Mathematical models for off-ball scoring prediction in basketball
Rikako Kono, Keisuke Fujii
TL;DR
The paper addresses predicting off-ball scoring opportunities in basketball by extending the OBSO framework from soccer to basketball, introducing two theory-based models: BMOS for pass and dribble sequences and BIMOS which additionally accounts for ball interception. It demonstrates that BIMOS improves scoring prediction accuracy, particularly for pass-to-score situations, using tracking data from 630 NBA games in the 2015-2016 season.
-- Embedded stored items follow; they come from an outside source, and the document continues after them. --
PR #3568, opened 2023-06-02
feat: add configurable throttling mechanism for importing msgs

osmaczko:
part of: status-im/status-desktop#10815

Introduce slow and fast mode of messages import.
- slow mode: up to 10 msgs/sec
- fast mode: up to 1000 msgs/sec

It is up to the client to switch between these two modes, the default is slow mode.

In fast mode, the import time of a 4.2GB archive on my machine significantly dropped from around 2 hours to approximately 20 minutes, maintaining a stable CPU usage at about 5-7% without any spikes.
```
$ du -sh Status/data/archivedata 
4.2G    Status/data/archivedata
```

### DIFF
--- a/protocol/messenger_communities.go
+++ b/protocol/messenger_communities.go
@@ -12,6 +12,8 @@ import (
 	"sync"
 	"time"
 
+	"golang.org/x/time/rate"
+
 	"github.com/ethereum/go-ethereum/common/hexutil"
 	"github.com/ethereum/go-ethereum/ethclient"
 
@@ -46,6 +48,19 @@ var messageArchiveInterval = 7 * 24 * time.Hour
 var updateActiveMembersInterval = 24 * time.Hour
 
 const discordTimestampLayout = "2006-01-02T15:04:05+00:00"
+
+var importRateLimiter = rate.NewLimiter(rate.Every(importSlowRate), 1)
+
+const (
+	importSlowRate          = time.Second / 1
+	importFastRate          = time.Second / 100
+	importMessagesChunkSize = 10
+)
+
+const (
+	maxChunkSizeMessages = 1000
+	maxChunkSizeBytes    = 1500000
+)
 
 func (m *Messenger) publishOrg(org *communities.Community) error {
 	m.logger.Debug("publishing org", zap.String("org-id", org.IDString()), zap.Any("org", org))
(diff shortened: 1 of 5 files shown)


jrainville (approved):
nice

protocol/messenger_communities.go
```diff
@@ -47,6 +49,19 @@ var updateActiveMembersInterval = 24 * time.Hour
...
+
+const (
+	importSlowRate          = time.Second / 1
+	importFastRate          = time.Second / 100
+	importMessagesChunkSize = 10
+)
+
+const (
+	maxChunkSizeMessages = 1000
+	maxChunkSizeBytes    = 1500000
```
0x-r4bbit, line 62: This one doesn't seem to be used any longer..

0x-r4bbit: Actually, both are no longer used here

protocol/messenger_communities.go
```diff
@@ -3637,3 +3676,42 @@ func (m *Messenger) CheckPermissionsToJoinCommunity(request *requests.CheckPermi
...
+			end = len(slice)
+		}
+
+		chunks = append(chunks, slice[i:end])
+	}
+
+	return chunks
+}
+
+func chunkAttachmentsByByteSize(slice []*protobuf.DiscordMessageAttachment, maxFileSizeBytes uint64) [][]*protobuf.DiscordMessageAttachment {
```
0x-r4bbit, line 3697: This function doesn't seem to be used anymore.

Is this not an issue with discord file attachments that are big?
One of the reasons this chunking was introduced was because we would run into scenarios where we'd process many messages that have discord message attachments, which would take a long time to save.

0x-r4bbit (commented):
Changes LGTM just a question:

Why exactly did we move the chunking before the message handling, instead of doing it inside the message handling?

Was that a reason for slow down?

protocol/messenger_communities.go
osmaczko: It is still used when importing the community in `RequestImportDiscordCommunity` which is a bit different than importing messages from archives.

protocol/messenger_communities.go
osmaczko: It is still used when importing the community in `RequestImportDiscordCommunity` which is a bit different than importing messages from archives.

osmaczko:
> Was that a reason for slow down?

The throttling mechanism we had implemented previously came with several drawbacks. We were handling a large volume of messages at once, often ~1k, before resting for 2 seconds. Processing these messages all at once frequently resulted in the database locking up during processing. New approach uses a rate limiter, leading to a more linear processing timeline, as it also takes into account the time of messages handling itself. Moreover, chunks are much smaller now, allowing for breathing room for other database operations more frequently.

> Why exactly did we move the chunking before the message handling, instead of doing it inside the message handling?

I moved the logic to the earliest possible point where we could break down the archive messages into smaller chunks to avoid logic duplication in separate handlers.

protocol/messenger_communities.go
0x-r4bbit: Ah sorry, forgot

0x-r4bbit:
Thank you for clarifying @osmaczko !

0x-r4bbit (approved):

The models are built from components of occupancy, ball delivery, and scoring probability, with BIMOS incorporating ball interception via PBCF. This approach provides interpretable, physics-inspired insights for tactical analysis and player evaluation, while highlighting limitations in dribble-to-score predictions and near-basket scoring that point to avenues for future refinement and integration with box-score statistics and counterfactual analyses.
Abstract
In professional basketball, the accurate prediction of scoring opportunities based on strategic decision-making is crucial for spatial and player evaluations. However, traditional models often face challenges in accounting for the complexities of off-ball movements, which are essential for comprehensive performance evaluations. In this study, we propose two mathematical models to predict off-ball scoring opportunities in basketball, considering pass-to-score and dribble-to-score sequences: the Ball Movement for Off-ball Scoring (BMOS) and the Ball Intercept and Movement for Off-ball Scoring (BIMOS) models. The BMOS model adapts principles from the Off-Ball Scoring Opportunities (OBSO) model, originally designed for soccer, to basketball, whereas the BIMOS model also incorporates the likelihood of interception during ball movements. We evaluated these models using player tracking data from 630 NBA games in the 2015-2016 regular season, demonstrating that the BIMOS model outperforms the BMOS model in terms of team scoring prediction accuracy, while also highlighting its potential for further development. Overall, the BIMOS model provides valuable insights for tactical analysis and player evaluation in basketball.